In “Squeezing Israel” (The Jerusalem Post, Oct. 1, 1982), Shmuel Katz wrote about Peres’ role in the Reagan Administration’s attempt to play off Israel’s competing political parties to order to help “bring about the re-confinement of the Jewish state to the Armistice Lines of 1949.”

He talked about Shimon Peres, “the twice-beaten leader of the Labour Party”, going to the White House and putting himself at odds with the policy of Israel’s Likud government.

Shimon Peres has allowed himself – also in his public appearances in the U.S. – to stray far from the accepted norms of what is morally permissible in the political struggle. He is the first opposition leader in a democracy to campaign openly abroad against the foreign policy of his own country, to intrude himself into the handling of its diplomacy, and to allow himself to be manipulated into giving advice in effect to a foreign leader on how to contend with the policy of his own democratically elected government.

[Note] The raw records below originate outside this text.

PR #1892, opened 2023-03-30
fix: verify-token read path error

laurentsimon:
See https://github.com/slsa-framework/slsa-github-generator/issues/1890


ianlewis (approved):
LGTM. But I think our secure `fs` routines should allow reading/writing to `/tmp` and maybe `/var/tmp`. We can probably ignore `$TMPDIR` since I don't think it's really used.
See: https://superuser.com/questions/332610/where-is-the-temporary-directory-in-linux

Also we should also allow reading/writing to the directory in [`$RUNNER_TEMP`](https://docs.github.com/en/actions/learn-github-actions/variables#default-environment-variables)

asraa (approved):

laurentsimon:
> LGTM. But I think our secure `fs` routines should allow reading/writing to `/tmp` and maybe `/var/tmp`. We can probably ignore `$TMPDIR` since I don't think it's really used. See: https://superuser.com/questions/332610/where-is-the-temporary-directory-in-linux
> 
> Also we should also allow reading/writing to the directory in [`$RUNNER_TEMP`](https://docs.github.com/en/actions/learn-github-actions/variables#default-environment-variables)

I've added read. write access to `/tmp` and `$RUNNER_TEMP`, and read-only access to GITHUB_EVENT_PATH.

laurentsimon:
Temporarily disabling the secure-upload-folder pre-submit to merge. The Action calls compute-sha256@main, so the changes in this PR don't take effect. To fix this I think we need to use the detect-env Action and checkout the repo at the right ref, similar to what we do for builder checkout in Go codebase.

ianlewis:
> Temporarily disabling the secure-upload-folder pre-submit to merge. The Action calls compute-sha256@main, so the changes in this PR don't take effect. To fix this I think we need to use the detect-env Action and checkout the repo at the right ref, similar to what we do for builder checkout in Go codebase.

Yeah, this may make things a bit harder since any change to the `tscommon` library will affect all of it's downstream dependencies.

There is, however, a deeper significance in the fact that Mr. Peres has spoken approvingly of the “Reagan plan.” Many people have seen his remarks as an endorsement of the plan. It is certainly very nearly a complete endorsement. What else indeed does it mean when Mr. Peres says (on ABC television) that “we found in the president’s position a very close approach to our own?”

A very close approach? To a plan which calls in fact for the surrender of Gaza, of Samaria, of Judea including east Jerusalem? A “very close approach” to the traditional State Department doctrine which denies Israel’s rights beyond the 1949 Armistice Lines?

A very close approach to the Rogers Plan – if newly-painted-and-powdered – whose acceptance Labour Prime Minister Golda Meir – in an interview in The New York Times on December 23, 1969 – declared (I wrote in error in a previous article that she had made the statement privately) “would be treasonable.”

Of course, the circumstances of Mr. Peres’ trip this time around is different. He goes at the behest of Israel’s nominally nationalist government, to smooth the path for Prime Minister Netanyahu’s upcoming visit in May. Reports have it that Netanyahu plans to put forth his own peace plan in the hopes of staving off a UN vote in favor of a PLO state.

With Peres paving the way, we can only imagine what Netanyahu’s plan will look like. Looking through “Shimon Says” for clues, this writer hit on one statement that Peres made in an interview to Israel radio on Sept. 13, 1997. That time he didn’t speak as a pudding headed clown, but as a prophet.

Peres said: “The Oslo process will obliterate everybody.”